Compliance monitoring
Sealed canonical stimulus battery, temporal drift detection, compliance alerts with action codes, and version-attributed behavioral change tracking.
Systemic risk analysis
Cross-model ensemble concentration risk scoring, consensus bias identification, and capital flow intelligence platform with market-influence weighting.
Scenario Validation: From Lab to Life
Controlled testing reveals bias sensitivity. But do those biases matter when AI advisors face realistic client problems? Scenario validation answers this question by testing advisors against the kind of multi-faceted cases a CFP encounters daily.
Controlled Testing
Question: Does advice change based on how a question is framed?
Method: Matched scenario pairs differing in only one variable
Output: Effect size — how much advice shifts between conditions
Scenario Validation
Question: Does advice meet professional standards in realistic situations?
Method: Realistic client scenarios with defined best-practice benchmarks
Output: Compliance rate — percentage meeting the standard
Why Both Matter
These two methods measure different things. An advisor could score well on one and poorly on the other:
High framing sensitivity + high compliance: The advisor gives different recommendations depending on how you phrase the question, but still meets professional standards in realistic scenarios.
Low framing sensitivity + low compliance: The advisor gives consistent recommendations regardless of framing, but systematically misses key requirements like Social Security timing in retirement scenarios.
Wave 1 Task Battery: Holistic Compliance Rate (HCR)
Wave 1 extends VERRIX with a distinct construct: the Holistic Compliance Rate (HCR). This measures whether AI advice meets normative standards in realistic multi-factor scenarios, complementing but not replacing the A/B battery effect sizes.
A/B Battery Effect Size (h)
What it measures: Whether a model's behavior changes in response to a biased framing vs. a neutral one.
A model with h=1.80 on anchoring gives systematically different advice depending on whether an anchor is present. The bias is in the sensitivity to the manipulation.
Holistic Compliance Rate (HCR)
What it measures:Whether a model's response to a realistic client scenario meets the normative standard defined in the rubric.
The judge assigns overall_compliance = false when at least one of three scores (Level 1, Level 2, Consistency) falls below 6/10.

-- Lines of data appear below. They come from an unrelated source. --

PR #1412, opened 2024-07-29
Release/r161

matus-tomlein:
This release contains the schema for the `client_session` entity version 1-0-3 that supersedes the 1-0-2 version. It adds the `$supersededBy` relation to the 1-0-2 version and the `supersedes` relation to the 1-0-3 version. The change in the 1-0-3 schema is that the `previousSessionId` property is no longer required (not a breaking change since it was nullable).

**Changes**
* Add com.snowplowanalytics.snowplow/client_session/jsonschema/1-0-3 (#1410)
* Patch com.snowplowanalytics.snowplow/client_session/jsonschema/1-0-2 (#1410)

Needs extra attention as this is the first time that we use the supersedes relation in Iglu Central and the `client_session` schema is a popular one.

### DIFF
--- a/CHANGELOG
+++ b/CHANGELOG
@@ -1,3 +1,7 @@
+Release 161 (2024-07-29)
+------------------------
+Patch com.snowplowanalytics.snowplow/client_session/jsonschema/1-0-2 (#1410)
+
 Release 160 (2024-07-17)
 ------------------------
 Add com.snowplowanalytics.snowplow/custom_event/jsonschema/1-0-0 (close #1407)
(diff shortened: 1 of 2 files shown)


jbeemster:
@matus-tomlein @istreeter silly question here but if we are going to need to patch `1-0-2` regardless with the `$supersededBy` relation is it not simpler to just remove the required condition on `1-0-2` as part of the patch and not introduce any superseded logic anywhere (nor `1-0-3`).

Why do we prefer this approach to just patching `1-0-2`?

matus-tomlein:
@jbeemster Happy to go with just patching `1-0-2`, I don't have a strong preference. Originally I thought we could just get by with the `supersedes` relation in the `1-0-3` schema, but it's true that since we are patching, we can just patch the `1-0-2`.

jbeemster:
@istreeter @matus-tomlein assuming the patch is safe lets do that rather than make a much bigger amount of work out of all of this.

matus-tomlein:
Sounds good! Have just updated the PR to only have the 1-0-2 patch.

jbeemster (approved):

istreeter (approved):

PR #1419, opened 2024-11-08
Add com.snowplowanalytics.snowplow/application/jsonschema/1-0-0 (close #1418)

### LINKED ISSUE #1418: Add com.snowplowanalytics.snowplow/application/jsonschema/1-0-0
Add a schema for specifying the app version that will be tracked from Web trackers.

matus-tomlein:
Add a schema for the application context entity tracked in Web and other apps that specifies the version number of the application. This can be in the form of semver or a Git commit SHA, so the schema doesn't put any further limits on it other than the max length.

Note that [we already have a `application` context entity](https://github.com/snowplow/iglu-central/blob/master/schemas/com.snowplowanalytics.mobile/application/jsonschema/1-0-0) that is tracked on mobile – it has the vendor `com.snowplowanalytics.mobile`. In addition to the version, it also has a required `build` property that is available in mobile app builds. We can't reuse the same as the `build` number is not so useful on Web apps.


johnmicahreid:
LGTM

johnmicahreid (approved):
LGTM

Why These Are Different Constructs
High h + High HCR: The model is sensitive to framing manipulations (changes advice based on presentation), but still gives technically compliant advice most of the time in realistic scenarios.

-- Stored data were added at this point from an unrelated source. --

PR #1421, opened 2024-12-11
Element Tracking Plugin Schemas

jethron:
This PR adds schemas for a new [Element Tracking plugin](https://github.com/snowplow/snowplow-javascript-tracker/pull/1400) for the JavaScript Tracker.

It contains 4 Self Describing Events:
- `create_element`
- `destroy_element`
- `expose_element`
- `obscure_element`

And 4 entities:
- `element`
- `element_content`
- `element_statistics`
- `component_parents`

### DIFF
--- a/schemas/com.snowplowanalytics.snowplow/element_statistics/jsonschema/1-0-0
+++ b/schemas/com.snowplowanalytics.snowplow/element_statistics/jsonschema/1-0-0
@@ -1,0 +1,86 @@
+{
+  "description": "Entity detailing aggregate statistics for a named matched using the Element Tracking plugin.",
+  "properties": {
+    "element_name": {
+      "description": "The name of the element configuration that this entity is detailing.",
+      "type": "string",
+      "maxLength": 255
+    },
+    "element_index": {
+      "description": "The (1-based) index of the element amongst the `element_matches` elements that match its same configuration.",
+      "type": "number",
+      "minimum": 1
+    },
+    "element_matches": {
+      "description": "The count of the elements that matched the configuration named `element_name`.",
+      "type": "number",
+      "minimum": 0
+    },
+    "current_state": {
+      "description": "The visibility state of the element at the time of this event.",
+      "type": "string",
+      "maxLength": 40
+    },
+    "min_size": {
+      "description": "The smallest dimensions observed of the named element, in virtual pixels. (width x height)",
+      "type": "string",
+      "pattern": "^[0-9.]+x[0-9.]+$",
+      "maxLength": 40
+    },
+    "current_size": {
+      "description": "The current dimensions observed of the named element, in virtual pixels. (width x height)",
+      "type": "string",
+      "pattern": "^[0-9.]+x[0-9.]+$",
+      "maxLength": 40
+    },
+    "max_size": {
+      "description": "The largest dimensions observed of the named element, in virtual pixels. (width x height)",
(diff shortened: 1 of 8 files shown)


schemas/com.snowplowanalytics.snowplow/element_statistics/jsonschema/1-0-0
```diff
@@ -0,0 +1,86 @@
...
+      "pattern": "^[0-9.]+x[0-9.]+$",
+      "maxLength": 40
+    },
+    "y_depth_percentage": {
+      "description": "The maximum vertical position seen of the element at the time of the event, expressed as a percentage of its height; from 0.0 - 1.0 (0% - 100%).",
+      "type": ["number", "null"],
+      "minimum": 0.0,
+      "maximum": 1.0
+    },
+    "max_y_depth_percentage": {
```
matus-tomlein, line 48: Nit: the `_percentage` suffix is a bit confusing given that the range is from 0 to 1 (would expect 0 to 100). Maybe call it ratio or change the scale?

schemas/com.snowplowanalytics.snowplow/element_statistics/jsonschema/1-0-0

Low h + Low HCR: The model is consistent regardless of framing, but systematically misses key requirements (like Social Security timing) in holistic retirement scenarios.

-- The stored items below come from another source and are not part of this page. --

PR #1426, opened 2025-02-25
Add nl.basjes/yauaa_context/jsonschema/1-0-5

oguzhanunlu:
This PR adds `yauaa_context/1-0-5` by converting enums to strings with a future-proof maxLength(128). We don’t have control on those enums and any new version of yauaa lib can add and remove items.

**Why not bump to `2-0-0`?**
- Please read the comments starting [here](https://github.com/snowplow/iglu-central/pull/1426#issuecomment-2697459988) first
- As a team we considered that it is not worth to require updates in downstream data models or other apps just to load `Desktop App` in _2 table instead of `Desktop Ap` in _1 table.

```bash
$ diff schemas/nl.basjes/yauaa_context/jsonschema/1-0-4 schemas/nl.basjes/yauaa_context/jsonschema/1-0-5
8c8
<         "version": "1-0-4"
---
>         "version": "1-0-5"
14c14,15
<             "enum": ["Desktop", "Anonymized", "Unknown", "UNKNOWN", "Mobile", "Tablet", "Phone", "Watch", "Virtual Reality", "eReader", "Set-top box", "TV", "Game Console", "Home Appliance", "Handheld Game Console", "Voice", "Car", "Robot", "Robot Mobile", "Spy", "Hacker", "Augmented Reality", "Robot Imitator"]
---
>             "type": "string",
>             "maxLength": 128
45c46
<             "enum": ["Desktop", "Mobile", "Cloud", "Embedded", "Game Console", "Hacker", "Anonymized", "Unknown"]
---
>             "maxLength": 128
67c68
<             "enum": ["Browser", "Mobile App", "Hacker", "Robot", "Unknown", "Special", "Cloud", "eReader"]
---
>             "maxLength": 128
96c97
<             "enum": ["Browser", "Browser Webview", "Mobile App", "Robot", "Robot Mobile", "Cloud Application", "Email Client", "Voice", "Special", "Testclient", "Hacker", "Unknown", "Desktop App", "eReader"]
---
>             "maxLength": 128
139c140
<             "enum": ["Weak security", "Strong security", "Unknown", "Hacker", "No security"]
---
>             "maxLength": 128
153a155,158
>         "webviewAppNameVersion": {
>             "type": "string",
>             "maxLength": 1000
>         },
```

Wave 1 Headline Finding: All 5 models show ~85% non-compliance on Social Security timing (r2), despite varied effect sizes on framing dimensions. This suggests a systematic training gap rather than a framing sensitivity issue.
Limitations
VERRIX represents a rigorous behavioral assessment, but users should understand its boundaries.
Snapshot in Time
Model behaviors may change with updates. VERRIX fingerprints reflect model versions at time of testing. Providers may update models without announcement, potentially altering bias profiles.
Prompt Sensitivity
Results are specific to the prompting strategy used. Different system prompts or user instructions may produce different bias patterns. VERRIX uses a standardized advisor framing.
Scenario Coverage
VERRIX tests specific financial scenarios. Biases may manifest differently in untested scenarios or non-financial domains. The 46 dimensions represent known behavioral economics phenomena, not all possible biases.
Temperature Effects
All trials used temperature=0.7 for realism. Higher temperatures may increase variability; lower temperatures may mask biases that appear under stochasticity. Production deployments may use different settings.